The median age in the village was 34.6 years. 27% of residents were under the age of 18; 9.3% were between the ages of 18 and 24; 26.6% were from 25 to 44; 23.5% were from 45 to 64; and 13.5% were 65 years of age or older. The gender makeup of the village was 48.3% male and 51.7% female.

===2000 census===
As of the census of 2000, there were 2,272 people, 892 households, and 600 families living in the village. The population density was 2,767.8 PD/sqmi. There were 977 housing units at an average density of 1,190.2 /sqmi. The racial makeup of the village was 95.16% White, 0.13% African American, 0.66% Native American, 0.57% Asian, 2.77% from other races, and 0.70% from two or more races. Hispanic or Latino of any race were 6.07% of the population.

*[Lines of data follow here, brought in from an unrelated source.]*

PR #2207, opened 2022-07-25
Demonstrate output buffer bug

davidrapson:
As shown in https://github.com/citizensadvice/design-system/pull/2179 there is an issue rendering components in bridgetown where blocks are used.

This causes an output buffer issue where the contents of the block is also rendered on the page.

This only seems to happen with haml templates not erb templates. It's possibly a bridgetown bug but more likely down to the fact we are having to approximate haml support in our builder by having to patch in a new template handler.

image

image

This pull request acts as a reduced test case to demonstrate the issue. I'll raise a pull request based on this showing how switching to ERB bypasses any underlying issues.

### DIFF
--- a/design-system-docs/src/_component_docs/output-buffer-bug.erb
+++ b/design-system-docs/src/_component_docs/output-buffer-bug.erb
@@ -1,0 +1,10 @@
+---
+title: Output buffer bug
+---
+
+<%= render CitizensAdviceComponents::Button.new(variant: :secondary) do |c| %>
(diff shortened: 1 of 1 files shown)


davidrapson:
Page is here showing the issue: https://62de6067e705d1131da56e5b--ca-design-system.netlify.app/components/output-buffer-bug/

davidrapson:
Updated the demo to include an input example too which really highlights the issue.

PR #2208, opened 2022-07-25
Fix output buffer issue by switching to ERB for affected components

davidrapson:
This change demonstrates how switching to ERB for internal component templates bypasses the output buffer issues seen in https://github.com/citizensadvice/design-system/pull/2207 when using design system components within bridgetown.

It's possible to workaround some of the issues by adjusting the haml templates with delicate use of `capture_haml` or by adjusting other parts of the templates as shown in https://github.com/citizensadvice/design-system/pull/2179 but this feels fraught.

By switching to ERB for internal component templates we'd be able to avoid the need for any custom templating logic in the builder as ERB is a core part of ruby so has a higher likelihood of working without caveats and be officially supported.

image

Because view component exists to wrap the underlying templates in an interface we don't need to change all the templates in one go—only the affected ones—and it doesn't affect our ability to use haml in the main apps.

I'd appreciate critical review on this, and thoughts on if there's another way to approach this. I'm biased as I don't particularly care for haml but it feels like if we can avoid issues by using something built-in we should consider that.


davidsauntson (approved):
It's a shame to lose HAML (this makes me ill: `<div class="cads-form-field<% if error? %> cads-form-field--has-error<% end %>">`) but I agree we should take the simplest approach to fixing the issue.

I wonder if it's only worth doing for the ones that are broken (where we use `tag`, right?) and leaving the rest or porting everything over to erb. Having both might be a bit confusing long term and looks like there are some tools to help (https://haml2erb.org/api-reference), so my vote would be for switching everything over.

I wonder also if switching to erb would encourage us to keep logic out of templates?  Eg the snippet below should probs be replaced with a `render_content` method or smth in the class file? (Not for now, just an example).  I will be much less inclined to write this sort of thing in erb
```
<% if content.present? %>
  <%= content %>
<% else %>
  <%= tag.input(class: class_names.join(" "), **input_attributes) %>
<% end %>
```
So I'm fine with this - it would be interesting to know what the other solutions that allow us to keep haml look like but we can catch up about that separately if you like.

davidrapson:
> this makes me ill: <div class="cads-form-field<% if error? %> cads-form-field--has-error<% end %>">

I can empathise with that 😅. I went with the smallest change here and whilst I don't _mind_ this style there's no reason we shouldn't either a) push class name logic into the component and/or b) port over something like https://github.com/primer/view_components/blob/main/app/lib/primer/class_name_helper.rb to make things nicer.

Totally agree about the `render_content` suggestion too. I'd be inclined to do that kind of thing too when we do this for real.

> so my vote would be for switching everything over.

I'd agree. That said we only need to start with affected components and target v6 to ditch Haml completely. We can cope with mixing and matching for a bit but agree it doesn't make sense long term.

> So I'm fine with this - it would be interesting to know what the other solutions that allow us to keep haml look like but we can catch up about that separately if you like.

Sounds good. Rather than merging this as is I'll raise a new pull request with an ADR and migrating a couple of affected components over to ERB and happy to run you through what else I tried.

davidrapson:
ADR with initial changes here https://github.com/citizensadvice/design-system/pull/2215

PR #2209, opened 2022-07-25
DAC - Label in name (A)

marianayovcheva:
https://citizensadvice.atlassian.net/browse/NP-2771

Changed the `aria-label` of the close button from `hide` to `close` as suggested by DAC


davidrapson (approved):
👍 Nice

PR #2210, opened 2022-07-25
Improve Backstop reliabilty

davidrapson:
We've been seeing occasional reliability issues with backstop tests for one of two reasons:

1. Tests failing because the app hasn't started fully (early previews failing with errors)
2. Fonts not being fully loaded (the far less frequent issue)

Tries to resolve that by adjusting how we run the tests:

- Runs the app in production mode to try and give the most stable base
- Runs using [start-server-and-test](https://www.npmjs.com/package/start-server-and-test), the main benefit being that we can wait for a specific URL to be ready not just a port. Set this to be the first preview that we use for the backstop scenarios to make sure that the app is actually running OK as best as we can
- Preloads fonts to reduce likelihood of font-loading issues


.github/workflows/ci-workflow.yml
```diff
@@ -117,8 +118,13 @@ jobs:
 
   demo-app-backstop:
     runs-on: ubuntu-20.04
+    strategy:
+      matrix:
+        test: [1, 2, 3, 4, 5, 6, 7, 8]
```
davidrapson, line 122: This is set so that backstop runs multiple times on this branch to make it easier to flush out any remaining reliability issues.

demo/config/application.rb
```diff
@@ -24,6 +24,7 @@
 module Demo
   class Application < Rails::Application
     config.load_defaults 6.1
+    config.view_component.show_previews = true
```
davidrapson, line 27: Previews are only loaded in development and test normally

demo/package.json
```diff
@@ -6,7 +6,10 @@
     "backstop": "npx backstop test --docker --config=backstop-config.js",
     "backstop:reference": "npx backstop reference --docker --config=backstop-config.js",
     "backstop:approve": "npx backstop approve --config=backstop-config.js",
-    "backstop:report": "npx backstop openReport --config=backstop-config.js"
+    "backstop:report": "npx backstop openReport --config=backstop-config.js",
+    "backstop:ci": "start-server-and-test start-test-server http://localhost:3001/rails/view_components/button/primary backstop:actions",
```
davidrapson, line 10: Using `http://localhost:3001/rails/view_components/button/primary` as the start URL seems to make the most difference as we're waiting for an actual preview to have loaded not just a port.

davidsauntson (approved):
This looks good and thanks for finding a fix!

Can you add a bit to the docs about why we specify the first preview url as the one used in the `backstop-ci` command? 

I can see the ordering change in the future and it breaking again and no-one knowing why.

davidrapson:
> Can you add a bit to the docs about why we specify the first preview url as the one used in the backstop-ci command?
> I can see the ordering change in the future and it breaking again and no-one knowing why.

I don't think it _has_ to be the first one but that seems most reliable to pick. I added a script to grab the first URL instead of hardcoding it now to avoid confusing our future selves. Good shout.

PR #2212, opened 2022-07-25
Ref 427 DAC_Pseudo_content_02

elceebee:
https://citizensadvice.atlassian.net/browse/REF-427

This ticket addresses an issue raised in the referrals accessibility report. The fix was made to the referrals codebase, but this ticket fixes the issue in the design system components and styleguide so it is no repeated elsewhere. 

It will be a breaking change for anyone who was relying on the classname `cads-form-field__optional` to add the brackets around the word 'optional'. It shouldn't be a breaking change for anyone using the rails components.

[DAC Accessibility Report WCAG 2.1 Citizens Advice referrals tool 16 03 2022 - FINAL .pdf](https://github.com/citizensadvice/design-system/files/9182911/DAC.Accessibility.Report.WCAG.2.1.Citizens.Advice.referrals.tool.16.03.2022.-.FINAL.pdf)

### DIFF
--- a/engine/app/components/citizens_advice_components/form_group.html.haml
+++ b/engine/app/components/citizens_advice_components/form_group.html.haml
@@ -8,7 +8,7 @@
       - else
         = legend
       - if optional?
-        %span.cads-form-field__optional= t("citizens_advice_components.input.optional")
+        %span.cads-form-field__optional= "(#{t("citizens_advice_components.input.optional")})"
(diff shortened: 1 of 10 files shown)


davidrapson (approved):
I know this is still in draft but this looks great to me! One tiny thing before merge this, mind adding something to the CHANGELOG?

PR #2215, opened 2022-07-26
Add ADR for ERB decision and convert initial templates to ERB

davidrapson:
See https://github.com/citizensadvice/design-system/pull/2208 for original context.

- Adds ADR for ERB decision
- Migrates two components over to ERB. The button component which prompted the decision and the header component because it's also affected when using the full component and is complex enough to give a real feel for the change.
- Adds erblint to make sure we have equivalent static analysis for ERB templates.


contributing/adr/0005-use-erb-for-component-templates.md
```diff
@@ -0,0 +1,32 @@
...
+**Pros:**
+
+- Makes it possible to use all components in our docs without trade-offs and simplify our Bridgetown integration
+- ERB is a core part of ruby so has a higher likelihood of working without caveats and be officially supported
+- Allows us to eventually remove `haml-rails` from our dependencies
+
+**Cons:**
+
+- Limits us to only using ERB internally
+- When migrating components over from consumers into the design system
```
davidrapson, line 32: @davidsauntson Does this seem representative for the cons. The first one is the immediate trade-off but felt worth capturing the fact that there'd be an extra step when porting components from public-website.

contributing/adr/0005-use-erb-for-component-templates.md
```diff
@@ -0,0 +1,32 @@
...
+
+## Status
+
+Proposed
+
+## Context
+
+We've seen output buffer issues when using out components outside of Rails within our Bridgetown docs. This happens where the components using a Haml template and where there is any kind of nested content block (e.g. tag helpers or composition). See https://github.com/citizensadvice/design-system/pull/2207 for an example of the issue and https://github.com/citizensadvice/design-system/pull/2207 demonstrating that using ERB for the template resolves any issues.
+
+It's possible to work around some of the issues by adjusting the Haml templates with delicate use of `capture_haml` or by adjusting other parts of the templates on a case by case basis but this feels fraught.
```
davidsauntson, line 13: It would be nice to expand on this slightly - not War and Peace but just what the pitfalls of it are / why it feels `fraught`.

contributing/adr/0005-use-erb-for-component-templates.md
davidsauntson, line 32: Should this be smth like
`Additional work to convert HAML to ERB when migrating components over from consumers into the design system`

davidrapson: I didn't write an actual sentence here did I 🙈

styleguide/examples/sample_pages/form-sample.html
```diff
@@ -96,6 +96,7 @@
               id="search-query"
               aria-label="Search through site content"
               class="cads-search__input cads-input"
+              autocomplete="off"
```
davidrapson, line 99: Adding `autocomplete="off"` to the search input was recommended by erblint which seems legit so have added this into the template. Nice work linter.

styleguide/examples/sample_pages/form-sample.html
```diff
@@ -6,7 +6,7 @@
           >Skip to navigation</a
         >
         <a class="cads-skip-links__link" href="#cads-main-content"
-          >Skip to content</a
+          >Skip to main content</a
```
davidrapson, line 9: This is just picking up the wording change from https://github.com/citizensadvice/design-system/pull/2161

davidsauntson (approved):
🌿 Nice!

PR #2219, opened 2022-07-26
Ref 427 dac hint usability 01

elceebee:
This is a recommendation coming from the referrals accessibility report. 

https://citizensadvice.atlassian.net/browse/REF-427

### DIFF
--- a/engine/app/components/citizens_advice_components/input.rb
+++ b/engine/app/components/citizens_advice_components/input.rb
@@ -98,7 +98,7 @@ module CitizensAdviceComponents
       classes = []
       classes << error_id if error?
       classes << hint_id if hint?
-      classes.join(' ')
+      classes.join(" ")
     end
 
     def input_attributes
--- a/engine/app/components/citizens_advice_components/input.rb
+++ b/engine/app/components/citizens_advice_components/input.rb
@@ -95,10 +95,10 @@ module CitizensAdviceComponents
     end
 
     def described_by
-      classes = []
-      classes << error_id if error?
-      classes << hint_id if hint?
-      classes.join(" ")
+      ids = []
+      ids << error_id if error?
+      ids << hint_id if hint?
+      ids.present? ? ids.join(" ") : nil
     end
 
     def input_attributes
--- a/engine/app/components/citizens_advice_components/input.rb
+++ b/engine/app/components/citizens_advice_components/input.rb
@@ -78,6 +78,10 @@ module CitizensAdviceComponents
       "#{name}-error"
     end
 
+    def hint_id
+      "#{name}-hint"
+    end
+
     def base_input_attributes
       {
         type: (@type.to_s.dasherize if @type.present?),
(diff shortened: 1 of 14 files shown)


engine/spec/components/citizens_advice_components/input_spec.rb
```diff
@@ -112,6 +112,18 @@
...
+    end
+  end
+
+  context "when there is hint text and an error" do
+    let(:options) { { hint: "this is the hint text", error_message: "Enter your name" } }
+
+    it "adds aria-describedby to the input" do
+      expect(component.css("input").attribute("aria-describedby").value).to eq("example-input-error example-input-hint")
+    end
   end
```
davidrapson, line 127: This is great. Could we add one more test to check that there's no `aria-describedby` when there's no error or hint? I reckon right now it'll output an empty attribute which is probably not what we want. Or maybe Rails is smart enough to work that out?

davidrapson (changes requested):
This is really clear, great work. I reckon we could do with one more test: checking that the attribute is not present by default. And then this looks good to go!

engine/app/components/citizens_advice_components/input.rb
```diff
@@ -86,10 +90,17 @@ def base_input_attributes
         value: value,
         required: required?,
         "aria-invalid": error?,
-        "aria-describedby": (error_id.to_s if error?)
+        "aria-describedby": described_by
       }
     end
 
+    def described_by
+      classes = []
```
davidrapson, line 98: 💅 Nitpick: These are IDs not class names

engine/spec/components/citizens_advice_components/input_spec.rb
elceebee: Good call, I'll add one.

engine/app/components/citizens_advice_components/input.rb
elceebee: I'm so embarrassed.

styleguide/examples/textarea/hint.html
```diff
@@ -8,8 +8,12 @@
     >
       Example input with hint
     </label>
-    <p class="cads-form-field__hint">This is the hint for the input</p>
+    <p class="cads-form-field__hint" id="example-input-with-hint-hint">
+      This is the hint for the input
+    </p>
     <textarea
+      aria-describedby="example-input-with-hint-hint"
+      aria-disabled="false"
```
davidrapson, line 16: One more tiny thing sorry, where is this `aria-disabled` coming from? I know it's just in the examples but we shouldn't expect this to be here right?

davidrapson (approved):
One query about the `aria-disabled` that's turned up in the examples, but once that's removed merge away! 🚀

styleguide/examples/textarea/hint.html
elceebee: I was perhaps being too literal in interpreting the recommendations in the report. Here is the sample they give. It sounds like it isn't necessary. I'll remove it!

image

PR #2220, opened 2022-07-27
Allow sample form to be submitted

davidrapson:
As the sample form now exists in the Rails demo app we can make it actually work.

- Adds a basic form model and controller for the form
- Shows error messages when submitting the form
- Simplifies the form logic to keep things simple enough to model

Really bare-bones but just enough to let us test error summary behaviour in the demo app.

image


marianayovcheva (approved):
It's a very nice addition! ✨
A couple of questions but they are fairly minor so nothing blocking:
- when I first looked at the method name `new` in `example_fom_controller` and the form file name `new.html.erb` I expected that it would be linked to the user creating a new form, but it may just be me
- do the storybook pages need to also be updated?

davidrapson:
> when I first looked at the method name new in example_fom_controller and the form file name new.html.erb I expected that it would be linked to the user creating a new form, but it may just be me

The `new` action is meant to map to the blank form and it's the `create` action that handles the actual submission. This always catches me out too, but this page has a good summary of what the different actions map to in Rails conventions https://guides.rubyonrails.org/routing.html#crud-verbs-and-actions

There were 892 households, out of which 36.3% had children under the age of 18 living with them, 47.8% were married couples living together, 14.5% had a female householder with no husband present, and 32.7% were non-families. 28.3% of all households were made up of individuals, and 13.9% had someone living alone who was 65 years of age or older. The average household size was 2.54 and the average family size was 3.08.

In the village, the population was spread out, with 30.5% under the age of 18, 8.7% from 18 to 24, 27.2% from 25 to 44, 19.9% from 45 to 64, and 13.7% who were 65 years of age or older. The median age was 33 years. For every 100 females, there were 84.0 males. For every 100 females age 18 and over, there were 81.6 males.

The median income for a household in the village was $34,896, and the median income for a family was $41,379. Males had a median income of $32,961 versus $25,787 for females. The per capita income for the village was $19,822. About 5.5% of families and 8.8% of the population were below the poverty line, including 6.8% of those under age 18 and 7.0% of those age 65 or over.